From this point on, he would touch his friend and sculpt him daily. At night they would commence their adventures, exploring worlds beyond human comprehension. Over time, the narrator's companion begins to speak of using their ability to transcend into the unknown as a way to rule the universe (via a set of drugs). The narrator is frightened by the prospect and disavows such hubris to the reader.

Soon the narrator is off on a foray with his friend, travelling through a void that he explains is beyond human sensation. Passing through several barriers, eventually the narrator comes to one he cannot cross, though his friend does. Opening his "physical eyes", the narrator wakes up and awaits the return of his friend, who awakes severely shaken and reticent, warning only that they must avoid sleep at all cost.

From then on, with the aid of drugs, the two avoid sleep, as each time they succumb, they both seem to rapidly age and are plagued by nightmares that the narrator refuses to explain. The story ends with the narrator describing how one night his friend fell into a "deep-breathing sleep" and was impossible to arouse. The narrator shrieks, faints, and awakes surrounded by police and neighbors, who inform him that his friend was not real. There is only a bust of his friend in his room, engraved with the Greek word: ΥΠΝΟΣ (Hypnos).

==Significance==
Lovecraft dedicated this story to his longtime friend Samuel Loveman, who featured in the dreams that inspired Lovecraft's "The Statement of Randolph Carter" and "Nyarlathotep". Loveman suggested it was the best thing Lovecraft had ever written up to that point in time, as mentioned by Lovecraft in a letter.
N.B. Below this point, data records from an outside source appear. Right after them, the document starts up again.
PR #113, opened 2025-05-07
REP-5972 Version metadata to prevent breakage across verifier builds.

FGasper:
This adds a metadata version to the persisted generation and makes migration-verifier fail if it starts up and finds a persisted metadata version that mismatches its own.


internal/verifier/generation.go
```diff
@@ -16,6 +16,22 @@ const (
 	generationFieldName = "generation"
 )
 
+type generationDoc struct {
+	Generation      int `bson:"generation"`
+	MetadataVersion int
```
autarch, line 21: Does this not need a `bson` tag? If it doesn't, then why does `Generation` need it?

autarch (approved):
LGTM % one question.

internal/verifier/generation.go
FGasper: Neither of these probably need the tag. `Generation` has it, I think, just because it’s always had it.

FGasper: Removed after confirming that it make no difference as written.

PR #116, opened 2025-05-29
Add shell script parameters to support build for different architectures and operating systems

ShiriNmi1520:
## Description
I've modified the shell script to be able to build for different architectures and operating systems.
For fallback options, if the user didn't provide any parameters, it will build for the current environment using `go env` to get essential variables.
## Screenshot
Usage prompt
image

### DIFF
--- a/build.sh
+++ b/build.sh
@@ -1,6 +1,38 @@
 #!/bin/sh
 
+usage() {
+cat << EOF
+Usage: ./build.sh [-a <386|amd64|arm|arm64>] [-o <linux|darwin|windows>]
+Build migration-verifier for mongosync.
+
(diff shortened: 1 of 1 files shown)


ShiriNmi1520:
> What does this script do that just manually setting GOARCH and GOOS doesn’t? ([example](https://github.com/mongodb-labs/migration-verifier/blob/916bad0ee16a13117028f73338f9d64f9738c4a4/.github/workflows/release.yml#L31-L33))

Hi @FGasper, I checked with the provided link and found the release workflow already built for different os and architectures.
I think this PR is good to close now. Thanks for pointing it out.

PR #118, opened 2025-06-03
REP-6129 Accommodate type bracketing for pre-v5 find queries

FGasper:
Pre-v5 server versions don’t recognize indexes in $expr-using partition queries. As a result, such queries entail a collection scan. To prevent the performance problems that that would create, migration-verifier avoids $expr when querying partitions against these server versions. Thus, migration-verifier’s partition queries have been type-bracketed; i.e., they only return results for types in the query itself.

For example, consider a query for all documents with `_id` between MinKey and ObjectID(...). An $expr query will return any document with an `_id` that sorts between those two values. A non-$expr query, though, will only return documents with an `_id` of one of those 2 types, despite the fact that many types—including strings and all numeric types—sort between MinKey and ObjectID.

As a result of its non-$expr queries, migration-verifier has been quietly skipping documents when querying pre-v5 servers. In migrations to v5+ it’s a minor concern because whatever documents migration-verifier skips on the source will be recorded as “missing” in generation 0 but will “magically” appear in generation 1. (The only problem is when large numbers of “missing” documents happen, which caused REP-6088.)

In migrations to pre-v5 versions, though, migration-verifier will simply skip documents.

This changeset fixes this problem in pre-v5 partition queries by:
- determining the partition bounds’ BSON types
- determining the BSON types that type bracketing will exclude
- adding an $or clause that includes documents with `_id`s of those types

The above example, then, becomes:
```
(_id >= MinKey OR type(_id) > MinKey)
AND
(_id <= ObjectID(...) OR type(_id) < ObjectID)
```

NB: mongosync solves this problem differently. It uses $expr but adds hint, min, and max to the query. This properly constrains the query, but it excludes the partition’s upper bound. To compensate for that, monosync adds a separate, single-value partition to check the partition’s upper bound. This changeset uses the above-described approach instead because it seems simpler and less disruptive.


autarch (approved):
This all looks good to me, except one spot which I think could use a comment.

PR #123, opened 2025-07-29
Fix handling of non-transient errors when processing doc-compare tasks.

FGasper:
Task failures weren’t being reported “up the chain” because of a scoping bug in the task-execution code. This changeset fixes that bug, so now non-transient task errors will crash the verifier.


autarch (approved):
LGTM!

PR #124, opened 2025-08-01
Switch to annotated tags for releases

FGasper:
Annotated tags conveniently facilitate bundling release notes. This changes the build process to require an annotated tag.


mmcclimon (approved):
LGTM, thanks!

PR #126, opened 2025-08-11
Avoid CGO when building.

FGasper:
This prevents problems when running migration-verifier on older OSes like Amazon Linux 2 (that remain in use).


mmcclimon (approved):
I mean, approving because it successfully disables cgo, but I have no idea why we want to do this or what problem it's meant to solve. 🤷‍♂️

PR #127, opened 2025-08-13
REP-6465 Fix handling of dotted shard keys

FGasper:
This fixes Migration Verifier’s logic to assemble a document key given a full document and field names when any of those fields has a dot.

When the server routes a document whose collection is sharded on, e.g., `{foo.bar: 1}`, it does so based on the value of /foo/bar (i.e., the `bar` field of the top-level embedded document named `foo`) in the document. Migration Verifier instead assembled its document key from the value at /foo.bar (i.e., a top-level field named `foo.bar`).

This fixes the bug. Notably, it also avoids the problem, documented in SERVER-109340, where the server’s change stream’s `documentKey` inaccurately reports the values used to route the document.


internal/verifier/compare.go
```diff
@@ -356,21 +355,110 @@ func (verifier *Verifier) compareDocsFromChannels(
...
+) (bson.Raw, error) {
+	var dk bson.D
+	for _, field := range fieldNames {
+
+		// This is how sharding routes documents: it always
+		// splits on the dot and looks deeply into the document.
+		parts := strings.Split(field, ".")
+		val, err := doc.LookupErr(parts...)
+
+		if errors.Is(err, bsoncore.ErrElementNotFound) {
```
mmcclimon, line 443: You probably also want to handle `bsoncore.ErrInvalidDepthTraversalError` here, which is the kind of error you get if you have a shard key like `a.b` and the `a` field in the target document is an array.

internal/verifier/dockey_agg_test.go
```diff
@@ -0,0 +1,195 @@
...
+				OperationType  string
+				FullDocument   bson.D
+				DocumentKey    bson.D
+				ComputedDocKey bson.D
+			}
+
+			require.NoError(bson.Unmarshal(changes.Current, &event))
+
+			if event.OperationType != "insert" {
+				t.Logf("Ignoring irrelevant-seeing event: %v", changes.Current)
```
mmcclimon, line 173:
```suggestion
				t.Logf("Ignoring irrelevant-seeming event: %v", changes.Current)
```

internal/verifier/dockey_agg_test.go
```diff
@@ -0,0 +1,195 @@
...
+				"checking computed doc key for %v against server",
+				curCase.doc,
+			)
+
+			break
+		}
+
+		require.NoError(changes.Err(), "change stream should not fail")
+
+		changes.Close(ctx)
```
mmcclimon, line 193: Typically this is called in a `defer` right after we open successfully.

mmcclimon (approved):
I mean, this seems fine? I'm deeply suspicious of the aggregation pipeline because I do not feel at all qualified to review that, so you might also get a review from someone that does. The tests seem to pass though, but you might want some more cases for weird things (notably, arrays where you might get depth-traversal errors).

PR #128, opened 2025-08-18
REP-6492 Switch to $sampleRate-style partitioning

FGasper:
$sample-based partitioning has proven problematic for some years now because it often creates highly-imbalanced partitions.

This changeset switches partitioning to use $sampleRate instead. Because this entails a full index scan it tends to be slower; we offset that by creating partition tasks immediately as we receive sampled partition boundaries rather than all at once at the end of the aggregation.

Because MongoDB 4.2 lacked $sampleRate (and $rand as well), the legacy partitioning logic remains for use with that server version.

Both legacy & $sampleRate partitioning are made to use `available` read concern and `secondaryPreferred` read preference. These aggregations don’t need consistency, but they benefit substantially from speed & minimizing workload on the primary.

A few simplifications are made here as well. For example, `MongosyncID` is removed from the PartitionKey struct since it’s never actually relevant, and certain parameters to the legacy partitioner are made constant (since they were always used thus). The `util.Divide` function is renamed `util.DivideToF64` to clarify that its return is a float.

### DIFF
--- a/internal/verifier/partition.go
+++ b/internal/verifier/partition.go
@@ -198,14 +198,14 @@ func (verifier *Verifier) createPartitionTasksWithSampleRateRetryable(
 		return nil
 	}
 
-	idealNumPartitions := util.Divide(collBytes, idealPartitionBytes)
+	idealNumPartitions := util.DivideToF64(collBytes, idealPartitionBytes)
 
 	// We only want to go in here when the collection has enough data
 	// to justify partitioning.
 	if idealNumPartitions > 1 {
-		docsPerPartition := util.Divide(docsCount, idealNumPartitions)
+		docsPerPartition := util.DivideToF64(docsCount, idealNumPartitions)
 
-		sampleRate := util.Divide(1, docsPerPartition)
+		sampleRate := util.DivideToF64(1, docsPerPartition)
 
 		if sampleRate > 0 && sampleRate < 1 {
 			pipeline = append(
--- a/internal/reportutils/reportutils.go
+++ b/internal/reportutils/reportutils.go
@@ -95,7 +95,7 @@ func BytesToUnit[T num16Plus](count T, unit DataUnit) string {
 		panic(fmt.Sprintf("Missing unit in unitSize: %s", unit))
 	}
 
-	return FmtReal(util.Divide(count, myUnitSize))
+	return FmtReal(util.DivideToF64(count, myUnitSize))
 }
 
 // FmtReal provides a standard formatting of real numbers, with a consistent
@@ -128,7 +128,7 @@ func roundFloat(val float64, precision uint) float64 {
 }
 
 func fmtQuotient[T, U realNum](dividend T, divisor U) string {
-	return FmtReal(util.Divide(dividend, divisor))
+	return FmtReal(util.DivideToF64(dividend, divisor))
 }
 
 // FmtPercent returns a stringified percentage without a trailing `%`,
--- a/internal/util/math.go
+++ b/internal/util/math.go
@@ -2,7 +2,7 @@ package util
 
 import "github.com/10gen/migration-verifier/internal/types"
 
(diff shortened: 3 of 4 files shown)


internal/verifier/partition.go
```diff
@@ -0,0 +1,260 @@
...
+			CollName: srcColl.Name(),
+		},
+	)
+	if err != nil {
+		return 0, 0, 0, errors.Wrapf(err, "getting %#q’s shard key", srcNs)
+	}
+
+	pipeline := mongo.Pipeline{
+		{{"$project", bson.D{{"_id", 1}}}},
+		{{"$sort", bson.D{{"_id", 1}}}},
```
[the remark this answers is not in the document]
FGasper: Whew! fixed

internal/verifier/migration_verifier_test.go
```diff
@@ -68,6 +68,68 @@ func TestIntegration(t *testing.T) {
...
+			ctx,
+			task,
+		)
+		require.NoError(err, "should insert collection task")
+
+		require.NoError(
+			verifier.ProcessCollectionVerificationTask(ctx, 0, task),
+			"task should succeed",
+		)
+	*/
```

The plot-germ of the story is found in Lovecraft's commonplace book, in an early entry (#23) reading, "The man who would not sleep—dares not sleep—takes drugs to keep himself awake. Finally falls asleep--& something happens."

As in many of Lovecraft's writings, the terror and the world are unknowable. This fits into Lovecraft's common themes as to the alien and hostile nature of the universe, infinity, and everything. Even at the end of the story, the fate and the narrator's relations themselves are left up to question, again, in keeping with Lovecraft's standard modus operandi.
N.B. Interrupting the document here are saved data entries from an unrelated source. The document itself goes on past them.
PR #130, opened 2025-08-20
REP-6438 Include currently-running task stats in baseline logs.

FGasper:
Currently the non-debug logs offer no insight into currently-active tasks’ progress. So if tasks take a long time, non-debug logging will show now progress until one of those tasks finishes.

This amends logging thus:
- Document & byte tallies now incorporate in-progress tasks’ document & byte counts.
- “Active document comparison threads” is now printed.
- Each line of the “Namespaces in progress” table shows that namespace’s count of active threads.


tdq45gj (approved):
LGTM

The story expands upon what has become known as the "Dreamlands", described as lying deeper than matter, time and space and only dreamed about by imaginative men:
Of our studies it is impossible to speak, since they held so slight a connexion with anything of the world as living men conceive it. They were of that vaster and more appalling universe of dim entity and consciousness which lies deeper than matter, time, and space, and whose existence we suspect only in certain forms of sleep—those rare dreams beyond dreams which come never to common men, and but once or twice in the lifetime of imaginative men.
The description of the realms continue on, as being limitless and beyond thought and entity:
There was a night when winds from unknown spaces whirled us irresistibly into limitless vacua beyond all thought and entity. Perceptions of the most maddeningly untransmissible sort thronged upon us; perceptions of infinity which at the time convulsed us with joy, yet which are now partly lost to my memory and partly incapable of presentation to others. Viscous obstacles were clawed through in rapid succession, and at length I felt that we had been borne to realms of greater remoteness than any we had previously known.

==Connections==
The story ties into other stories by Lovecraft and associated writers:
- The connection between the stars and a person is also featured in Lovecraft's "Beyond the Wall of Sleep" and "Polaris."
- A few of the references to Greek sculpture also appear in his previous story "The Tree."
- The use of a drug to venture through a barrier is also used in Lovecraft's "Ex Oblivione."
- The use of drugs to experience strange worlds (to the detriment of the user) is also featured in Clark Ashton Smith's "Chain of Aforgomon" and Frank Belknap Long's "The Hounds of Tindalos".

==Sources==
- Lovecraft, Howard P. (2004). "The Dreams in the Witch House And Other Weird Stories" Definitive version.